# Vinyl Siding Mounting Bracket?



## mcharkowski (Jan 25, 2004)

Accessory Warehouse sells these vinyl brackets, shaped like a couple of "clapboards" of vinyl siding on one side and flat on the other, for mounting DBS dishes. Has anyone tried these?

I'm moving into a new house that has vinyl siding and I don't want to do a roof mount (don't want holes in my brand new roof) and I think a pole mount is out of the question because of obstructions (trees).

If anyone has any other ideas, I'd love to hear them.

Here's the link to the viny siding bracket: Vinyl Siding Mounting Bracket

Here's a Picture:










Thanks for any help.


----------



## 88fan (Jan 22, 2004)

Hello there. I am an installer and the mount you show looks pretty cool for siding installation. However I'm sure its not cheap. Here is some ideas that I have done on installs. The cheapest way is to find some 1/2 inch plastic conduit and cut 4 pieces about 1/2 inch long each. Just place these between the mount and your siding. It will space the bracket out enough so as not to crush your siding. Also, it really does look Ok, or if you could find something already these dimensions that would work too. Alot of new construction homes are having trim pieces installed where the dish will go. All it really is is a square piece that you would normall mount an outdoor light or something on. Then they side around it. Just make sure you install a solid piece of wood behind it. Your dish wouldn't mount too well to a hollow piece of vinyl. This looks really well on nice homes. Hope this helps.


----------



## SSW_Exposure (Jan 28, 2004)

88fan said:


> The cheapest way is to find some 1/2 inch plastic conduit and cut 4 pieces about 1/2 inch long each. Just place these between the mount and your siding. It will space the bracket out enough so as not to crush your siding.

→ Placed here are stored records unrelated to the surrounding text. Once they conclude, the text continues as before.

PR #49, opened 2023-03-14
Adds SDK Version to user-agent

wyattjoe40:
Main purpose:
* Adds a user agent to all HTTP requests. Example: `Example---Local/1.0.1 (iPhone; iOS Version 16.2 (Build 20C52)) attentive-ios-sdk/0.3.2`

Additional updates:

* Shows the `domain` in the Example app UI now
* Updates the name of the local `attentive-ios-sdk` framework so there are no collisions with the Pod framework name. The issue is they both want to use the name `attentive-ios-sdk`, but only one can. I changed the local framework name to `attentive-ios-sdk-framework` since it's only being used by our Example apps.
* Now that the name collision is fixed, I changed back to `use_framework` for the Pods. This creates a dynamic framework instead of a static framework, which is likely what our customers will use. The deleted files in this PR are due to the removal of the static framework.
* Updated the SDK version that the Example apps rely on


Internal/ATTNAppInfo.h
```diff
@@ -0,0 +1,31 @@
+//
```
wyattjoe40, line 1: @oliviakim321 The real changes start here

Example/Example/ViewController.m
```diff
@@ -43,6 +45,11 @@ - (void)viewDidLoad {
                           IDENTIFIER_TYPE_KLAVIYO_ID: @"555555",
                           IDENTIFIER_TYPE_CUSTOM_IDENTIFIERS: @{@"customId": @"customIdValue"}
     };
+    [sdk identify:_userIdentifiers];
+    
+    
+    // Random Example app stuff
```
oliviakim321, line 51: nit: should we clarify this comment a little?

oliviakim321 (approved):

Example/Example/ViewController.m
wyattjoe40: you're right, this wasn't clear. Updated to a hopefully more clear comment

I usually use some large size nuts (from the nuts & bolt aisle in a hardware store). I think the size I use most are the 1/2" ones. Most of the time I put 2 behind the top 2 holes of the bracket, just below a 'ridge' of the siding. And then a 3rd in a center hole of the bracket close to below the next lower 'ridge'. If you were to use the bottom two holes most of the time you are on top of a ridge which still results in 'crushing'.

The other thing you need to think about is that your siding wants to 'move' (expand & shrink) with temperature change. To avoid problems with this, mount the dish at 'window level', where the siding pieces are shorter. Or on a short piece of siding near a corner.


----------



## bleeker (Feb 20, 2004)

I just used this very samne mount today, got it at accessorywarehouse.

Worked great for me.


----------



## Mike500 (May 10, 2002)

The key to mounting in vinyl siding is reinforcing the cavity under the siding.

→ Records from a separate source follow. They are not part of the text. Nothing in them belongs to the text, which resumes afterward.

PR #53, opened 2023-03-21
Adds SDK version

wyattjoe40:
- Adds SDK version tracking
- Sends INFO events
- Changes events endpoint from GET to POST requests


ATTNTestEventUtils.h
```diff
@@ -18,6 +18,7 @@
 #import "ATTNOrder.h"
 #import "ATTNPrice.h"
 #import "ATTNCart.h"
+#import "ATTNInfoEvent.h"
```
wyattjoe40, line 21: This class needs to be moved to the `Tests` directory. Will do this in a separate PR.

As a professional installer, I found that the best way to mount in vinyl siding is a couple of cheap 2-1/2"x 12" pieces of 1/2" plywood and a tool called the "Malco" "side-swiper." $5 at Home Depot or Lowes. 

This tool lets you release the siding and to place the plywood into the cavities under the bulges of the siding. By releasing the bottom, you can see the nails that went into the studs and find the place to screw in the two center vertical screws.

While you're at Home Depot, pick up a small pack of Simpson Stong Tie 1/4"x3" 3/8" hex drive screws. They are a lot stronger than even 5/16" lags screws, and can be driven tight without predrilling into the wall studs. Four #14x 1-1/4" hardened hex head sheet metal screws from any hardware store (or the equivalent Simpson Strong tie 1/4"x 1-1/4" hex screws from Home Depot) will work great for the corners of the mounting bracket.

The plywood is needed, especially in new homes, where the sheathing may be thin cardboard of foam board. Even if the sheathing is osb, plywood or old wood siding, it helps to get a secure mount that doesn't move. The siding does not crush and stays in shape.

The "Side-Swiper" is also used to replace the siding.


----------